• DIRECTIONS: Look through the entries below and extract exactly the lines from the one containing "does not touch." through the one containing "and non-streaming paths.", ends included.
----------
PR #3143, opened 2026-08-28
fix(skills): make skill tools work on the Claude provider

kovtcharov-amd:
Loading any tool-bearing skill made the agent unusable on Claude. Skills register their tools namespaced as `<skill>/<tool>`, and the Anthropic API rejects `/` in a tool name — so every turn after a skill loaded failed with a 400. Even once that was past, the agent couldn't dispatch a hyphenated skill's tools at all: it normalized the hyphen away before the registry lookup and answered "Unknown tool name". Both are fixed, so shipped skills like `rss-digest` now actually run their tools on Claude. Lemonade was unaffected — it tolerated the slash, which is why this went unnoticed.

Extracted from #3074, which is too large to review as one unit; the eval corpus, scorecard/CI gates, and skill-capture work stay there.

## Test plan

- [x] `python -m pytest tests/unit/test_claude_provider.py tests/unit/test_hyphenated_skill_tool_dispatch.py` — 44 pass
- [x] Check out `main`, copy the two test files over, and re-run: 8 of them fail (`DID NOT RAISE ValueError`, `'rss-digest/fetch_rss' == 'rss-digest_fetch_rss'`, `Unknown tool name`)
- [x] `python -m pytest tests/unit/test_skill*.py tests/unit/test_skills*.py` — 1290 pass, 1 skipped. 3 `test_skills_cli.py::test_real_cli_*` failures are a local sandbox artifact (`RuntimeError: Could not determine home directory` from a spawned `python -m gaia.cli`), reproduced identically on a clean tree; CI's own Unit Tests pass.
- [x] `python util/lint.py --all` — black, isort, flake8, bandit, import validation, agent conventions all pass. The 9 pylint `no-member` errors (`os.killpg`, `os.getpgid`, `os.geteuid` in `daemon/sidecars/` and `installer/`) are POSIX-only calls flagged on a Windows checkout, in files this PR does not touch.
- [ ] With `ANTHROPIC_API_KEY` set, run the agent on Claude, load a hyphenated tool-bearing skill (`hub/skills/rss-digest`), and ask it to fetch a feed — the tool call round-trips instead of 400ing
- [ ] `gaia eval agent` — owed, since the dispatcher change touches tool-name resolution on every backend. Not run here; the eval box is serialized on one Lemonade instance.

<details>

`Tool.name` must match `^[a-zA-Z0-9_-]{1,128}$` (Anthropic's OpenAPI spec; the prose docs page still says 64). Names are sanitized outbound and restored on returned `tool_use` blocks, on both the streaming and non-streaming paths.

The restore map registers *every* outbound name, identity included. Registering only the rewritten ones can't detect the collision that actually misroutes a call: a skill's `write/file` sanitizes onto the builtin `write_file`, and the map would then send the model's builtin call to the skill's tool. A clash now raises, naming both sides — a skill shadowing a registry name is an expected case per `skills/loader.py`, so this is reachable rather than theoretical.

`_execute_tool`'s hyphen→underscore normalization is kept as a typo rescue but now runs only when the exact name isn't in the registry.

Both restore-map miss and nameless-tool-entry paths raise rather than degrade, per CLAUDE.md's fail-loudly rule. Only `block.type == "tool_use"` reaches the restore path, so server tools (`server_tool_use`) and MCP tools (`mcp_tool_use`) are unaffected.
</details>

### DIFF
--- a/src/gaia/agents/base/agent.py
+++ b/src/gaia/agents/base/agent.py
@@ -3629,10 +3629,11 @@ Do NOT wrap conversational replies in JSON.
                 "error_displayed": True,
             }
 
-        # Normalize common model name-construction errors before registry lookup:
-        # strip trailing "()" some models append, and convert hyphens to underscores
-        # (tool names are always snake_case; hyphens are never valid).
-        tool_name = tool_name.removesuffix("()").replace("-", "_")
+        # Exact name first — skill tools register with a literal hyphen
+        # (``rss-digest/fetch_rss``); the normalization below is only a typo rescue.
+        tool_name = tool_name.removesuffix("()")
+        if tool_name not in self._tools_registry:
+            tool_name = tool_name.replace("-", "_")
 
         logger.debug(f"Executing tool {tool_name} with args: {tool_args}")
 
--- a/src/gaia/llm/providers/claude.py
+++ b/src/gaia/llm/providers/claude.py
@@ -10,6 +10,7 @@ so the agent loop's response parser works unchanged against either backend.
 import json
 import logging
 import os
+import re
 import time
 from typing import Any, Dict, Iterator, List, Optional, Union
 
@@ -206,26 +207,61 @@ class ClaudeProvider(LLMClient):
                 return candidate
         return DEFAULT_CLAUDE_MODEL
 
-    @staticmethod
-    def _to_anthropic_tools(tools: Optional[List[dict]]) -> Optional[List[dict]]:
+    #: Anthropic's tool-name contract. GAIA names can be wider — skill tools are
+    #: namespaced ``<skill>/<tool>`` and the ``/`` 400s the whole request — so
+    #: names are sanitized outbound and mapped back on returned tool_use blocks.
+    _TOOL_NAME_RE = re.compile(r"^[a-zA-Z0-9_-]{1,128}$")
+
+    def _api_tool_name(self, name: str) -> str:
+        if self._TOOL_NAME_RE.fullmatch(name):
+            return name
+        return re.sub(r"[^a-zA-Z0-9_-]", "_", name)[:128]
+
+    def _restore_tool_name(self, api_name: str) -> str:
+        mapping = getattr(self, "_tool_name_map", None)
+        if mapping is None or api_name not in mapping:
+            # Every outbound name is registered, so a miss means the map is
+            # stale — the agent would blame the model for "Unknown tool name".
+            logger.warning(
+                "Tool %r is not in the outbound name map; returning it "
+                "unmapped. Dispatch will fail if the name was sanitized.",
+                api_name,
+            )
+            return api_name
+        return mapping[api_name]
+
+    def _to_anthropic_tools(self, tools: Optional[List[dict]]) -> Optional[List[dict]]:
         """OpenAI ``{"type":"function","function":{...}}`` → Anthropic shape."""
+        self._tool_name_map: dict = {}
         if not tools:
             return None
         converted = []
         for tool in tools:
             fn = tool.get("function") if tool.get("type") == "function" else None
-            if fn is None:
-                # Already Anthropic-shaped (has name + input_schema) — pass through.
-                converted.append(tool)
-                continue
-            converted.append(
-                {
+            entry = (
+                dict(tool)  # already Anthropic-shaped (name + input_schema)
+                if fn is None
+                else {
                     "name": fn["name"],
                     "description": fn.get("description", ""),
                     "input_schema": fn.get("parameters")
                     or {"type": "object", "properties": {}},
                 }
             )
+            original = entry.get("name", "")
+            api_name = self._api_tool_name(original)
+            # Register identity names too: `write/file` sanitizes onto the
+            # builtin `write_file`, and only a full map can see that clash.
+            if api_name in self._tool_name_map:
+                clash = self._tool_name_map[api_name]
+                raise ValueError(
+                    f"Tool names {clash!r} and {original!r} both map to "
+                    f"{api_name!r} for the Anthropic API — the model's call "
+                    "could not be routed back unambiguously. Rename one."
+                )
+            self._tool_name_map[api_name] = original
+            entry["name"] = api_name
+            converted.append(entry)
         return converted
 
     def _split_system(self, messages: List[dict]) -> tuple:
@@ -361,7 +397,7 @@ class ClaudeProvider(LLMClient):
                         "id": block.id,
                         "type": "function",
                         "function": {
-                            "name": block.name,
+                            "name": self._restore_tool_name(block.name),
                             "arguments": json.dumps(block.input or {}),
                         },
                     }
@@ -412,7 +448,10 @@ class ClaudeProvider(LLMClient):
                         tool_slots[event.index] = {
                             "id": block.id,
                             "type": "function",
-                            "function": {"name": block.name, "arguments": ""},
+                            "function": {
+                                "name": self._restore_tool_name(block.name),
+                                "arguments": "",
+                            },
                         }
                 elif etype == "content_block_delta":
                     delta = event.delta
--- a/src/gaia/llm/providers/claude.py
+++ b/src/gaia/llm/providers/claude.py
@@ -192,6 +192,8 @@ class ClaudeProvider(LLMClient):
             )
         self._system_prompt = system_prompt
         self._last_usage: Optional[dict] = None
+        # Sanitized-name → GAIA-name; rebuilt per request by _to_anthropic_tools.
+        self._tool_name_map: Dict[str, str] = {}
 
     @property
     def provider_name(self) -> str:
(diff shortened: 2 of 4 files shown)


kovtcharov-amd:
The red eval check is not this PR, and it cannot be made green from here — it is the runner fault tracked in #3016. I've updated the branch, which does change what the gate reports.

Two separate things were going on:

- **The gate has never passed, for anyone.** 0 successes across its entire history (41 failures / 49 skipped / 10 action_required in the last 100 runs). The RAG embedder won't load on the `lemonade-eval` box, so `rag_quality` and `context_retention` are structurally unmeasurable there. #3262 routed other Strix Halo jobs to the Dev Lab pool but deliberately left this workflow on `sjlab-stx-halo-18`.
----------
• ANSWER TO THIS EXERCISE:
- [x] `python util/lint.py --all` — black, isort, flake8, bandit, import validation, agent conventions all pass. The 9 pylint `no-member` errors (`os.killpg`, `os.getpgid`, `os.geteuid` in `daemon/sidecars/` and `installer/`) are POSIX-only calls flagged on a Windows checkout, in files this PR does not touch.
- [ ] With `ANTHROPIC_API_KEY` set, run the agent on Claude, load a hyphenated tool-bearing skill (`hub/skills/rss-digest`), and ask it to fetch a feed — the tool call round-trips instead of 400ing
- [ ] `gaia eval agent` — owed, since the dispatcher change touches tool-name resolution on every backend. Not run here; the eval box is serialized on one Lemonade instance.

<details>

`Tool.name` must match `^[a-zA-Z0-9_-]{1,128}$` (Anthropic's OpenAPI spec; the prose docs page still says 64). Names are sanitized outbound and restored on returned `tool_use` blocks, on both the streaming and non-streaming paths.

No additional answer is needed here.